**To do**
For the entries that follow, restate word for word the line containing "feedback is welcome!", the line containing "jspizziri, line 87: @puckey", and every line that lies between them.

-- Task input follows --

PR #1974, opened 2023-03-23
fix(android): avoid service crashes

puckey:
Based on @kyunkakata’s work at https://github.com/doublesymmetry/react-native-track-player/issues/1666#issuecomment-1481534212


android/src/main/java/com/doublesymmetry/trackplayer/service/MusicService.kt
```diff
@@ -87,11 +93,45 @@ class MusicService : HeadlessJsTaskService() {
 
     override fun onStartCommand(intent: Intent?, flags: Int, startId: Int): Int {
         startTask(getTaskConfig(intent))
+
+        // Fix crash "Context.startForegroundService() did not then call Service.startForeground()
```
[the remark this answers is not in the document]
puckey: @martinmidtsund Ah interesting, I will remove it unless @kyunkakata has something to add about this issue..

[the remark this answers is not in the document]
kyunkakata: It's great to remove it because #1888 has fixed it. It's just a tricky solution. I am happy with that.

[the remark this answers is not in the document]
martinmidtsund: @kyunkakata Yes, I think so. I haven't seen any reports saying otherwise at least 😄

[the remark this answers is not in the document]
puckey: So first I implemented `TrackPlayer.setupPlayer(options)` to reject if the app was in the background. But then I realized we could also just delay executing the `setupPlayer` call to when the app comes back to the foreground: https://github.com/doublesymmetry/react-native-track-player/pull/1974/commits/ef8f162b98b5a2852a90e02cfa3b34226d6f60cc

Should work, no?

android/src/main/java/com/doublesymmetry/trackplayer/module/MusicModule.kt
```diff
@@ -228,7 +239,16 @@ class MusicModule(reactContext: ReactApplicationContext) : ReactContextBaseJavaM
         manager.registerReceiver(eventHandler!!, IntentFilter(EVENT_INTENT))
 
         Intent(context, MusicService::class.java).also { intent ->
-            context.startService(intent)
+            try {
```
puckey, line 242: @kyunkakata do we need the try / catch here?

puckey:
@kyunkakata did you figure out a way to consistently cause these crashes to happen? I would like to test to make sure everything is fixed now..

kyunkakata:
The crash "Context.startForegroundService() did not then call Service.startForeground() within 5s" is easy to reproduce. Just calling setupPlayer without invoking add function. An ANR or  a crash should happen. 
The second one - "https://github.com/doublesymmetry/react-native-track-player/issues/1666" is diffcult to reproduce. Base on our crash logs, our users that received this type of crash is when the app was in the background and received a push notification, then the crash happens. We tried to reproduce but got no luck. So that we need to check is app in the foreground to start MusicService and is that a MusicService notification or not to ensure that the crash will not happen.

android/src/main/java/com/doublesymmetry/trackplayer/service/MusicService.kt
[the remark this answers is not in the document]
puckey: I think I tend to agree with you that this solution is too magical. As always it is a question of where to put the complexity : )

`TrackPlayer.setupPlayer(options)` currently already rejects when the player is already set up. The other option would be to remove that functionality and replace it with rejecting when `TrackPlayer.setupPlayer(options)` fails. Or we check the contents of the error message, which I am a little hesitant about somehow..

puckey:
> The crash "Context.startForegroundService() did not then call Service.startForeground() within 5s" is easy to reproduce. Just calling setupPlayer without invoking add function. An ANR or a crash should happen.

Just to make sure: did the `fake_audio_channel` notification code in your diff fix this issue? Would it stop the anr from happening when you don't call `add()` quickly enough?

puckey:
> > The crash "Context.startForegroundService() did not then call Service.startForeground() within 5s" is easy to reproduce. Just calling setupPlayer without invoking add function. An ANR or a crash should happen.
> 
> Just to make sure: did the `fake_audio_channel` notification code in your diff fix this issue? Would it stop the anr from happening when you don't call `add()` quickly enough?

So I added back the ANR fix, since it is necessary when you don't want to start the exoplayer notification within 5 seconds of starting MusicService. I also reject the `setupPlayer` promise with error code `android_cannot_setup_player_in_background` and have adjusted the example app implementation to retry if it failed in this way.

@kyunkakata any feedback is welcome!

android/src/main/java/com/doublesymmetry/trackplayer/service/MusicService.kt
```diff
@@ -87,11 +90,41 @@ class MusicService : HeadlessJsTaskService() {
 
     override fun onStartCommand(intent: Intent?, flags: Int, startId: Int): Int {
         startTask(getTaskConfig(intent))
+        startAndStopEmptyNotificationToAvoidANR()
         return START_STICKY
     }
 
+    /**
+     * Workaround for the "Context.startForegroundService() did not then call Service.startForeground()"
+     * within 5s" ANR and crash by reating an empty notification and stopping it right after. For more
```
jspizziri, line 99: typo `reating` should be `creating`

example/src/App.tsx
```diff
@@ -101,4 +84,28 @@ const styles = StyleSheet.create({
   },
 });
 
+function useSetupPlayer() {
```
jspizziri, line 87: @puckey would it be worth wrapping som version of this logic in our JS lib?

puckey: Originally I implemented retrying on the Android side… but it is probably best left up to the developer on how they want to handle the rejection instead… for example they might decide to want to not retry if a certain amount of time has gone by, or they might want to show a retry button.. or send a notification to the user (although not sure that would be possible from the js side if the app is in the background)

puckey:
Fixed the ts issues, so should be good to go

MortadhaFadhlaoui:
Nice Work! Thank you for the fix, but we still experience the issue, due this line

android/src/main/java/com/doublesymmetry/trackplayer/service/MusicService.kt
```diff
@@ -486,12 +486,13 @@ class MusicService : HeadlessJsTaskService() {
             event.notificationStateChange.collect {
                 when (it) {
                     is NotificationState.POSTED -> {
-                        if (AppForegroundTracker.foregrounded && it.notificationId == MUSIC_NOTIFICATION_ID) {
-                            startForeground(it.notificationId, it.notification)
-                        }
+                        startForeground(it.notificationId, it.notification)
```
MortadhaFadhlaoui: This line causing a crash as I mentioned [here](https://github.com/doublesymmetry/react-native-track-player/pull/1974#issuecomment-1487575919), @puckey wdyt about this quick fix 
```
if (Build.VERSION.SDK_INT < Build.VERSION_CODES.S) {
                            startForeground(it.notificationId, it.notification)
    }
```

martinmidtsund:
I'm not entirely sure the service should be foregrounded immediately after the notification is posted. Could this, together with START_STICKY which restarts the service if killed be the reason for the mAllowForeground error? In the Pocket Casts repo they only use setForeground when they start playing sound. https://github.com/Automattic/pocket-casts-android/blob/ee8da0c095560ef64a82d3a31464491b8d713104/modules/services/repositories/src/main/java/au/com/shiftyjelly/pocketcasts/repositories/playback/PlaybackService.kt#L250

jspizziri:
@martinmidtsund care to submit a PR or test your theory on a fork?

martinmidtsund:
@jspizziri Yes, I'll be testing this and can submit a PR. Can't set a timeline though, don't know when I will get the time.

puckey:
> I'm not entirely sure the service should be foregrounded immediately after the notification is posted. Could this, together with START_STICKY which restarts the service if killed be the reason for the mAllowForeground error? In the Pocket Casts repo they only use setForeground when they start playing sound. https://github.com/Automattic/pocket-casts-android/blob/ee8da0c095560ef64a82d3a31464491b8d713104/modules/services/repositories/src/main/java/au/com/shiftyjelly/pocketcasts/repositories/playback/PlaybackService.kt#L250

I wonder though – isn't there a big chance the app will be in the background already by the time the sound starts playing? i.e. the users changes the track and moves to another track directly

puckey:
@martinmidtsund shall we regroup on this with a fresh issue containing stack traces as experienced using the latest rc release? Would you mind opening one?

android/src/main/java/com/doublesymmetry/trackplayer/service/MusicService.kt
puckey: @MortadhaFadhlaoui Could you open a new pr for this with some explanation on your changes? Thanks!

martinmidtsund:
@puckey Sorry, we are not using v4 yet, so we don't have any stack traces as of now. I could create a new issue with the stack traces we do have, but they are from v3.2.0. Not sure if that helps, but I would guess it's still the same problem in the new RCs?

-- Task input concluded --

**Solution for this exercise**
@kyunkakata any feedback is welcome!

android/src/main/java/com/doublesymmetry/trackplayer/service/MusicService.kt
```diff
@@ -87,11 +90,41 @@ class MusicService : HeadlessJsTaskService() {
 
     override fun onStartCommand(intent: Intent?, flags: Int, startId: Int): Int {
         startTask(getTaskConfig(intent))
+        startAndStopEmptyNotificationToAvoidANR()
         return START_STICKY
     }
 
+    /**
+     * Workaround for the "Context.startForegroundService() did not then call Service.startForeground()"
+     * within 5s" ANR and crash by reating an empty notification and stopping it right after. For more
```
jspizziri, line 99: typo `reating` should be `creating`

example/src/App.tsx
```diff
@@ -101,4 +84,28 @@ const styles = StyleSheet.create({
   },
 });
 
+function useSetupPlayer() {
```
jspizziri, line 87: @puckey would it be worth wrapping som version of this logic in our JS lib?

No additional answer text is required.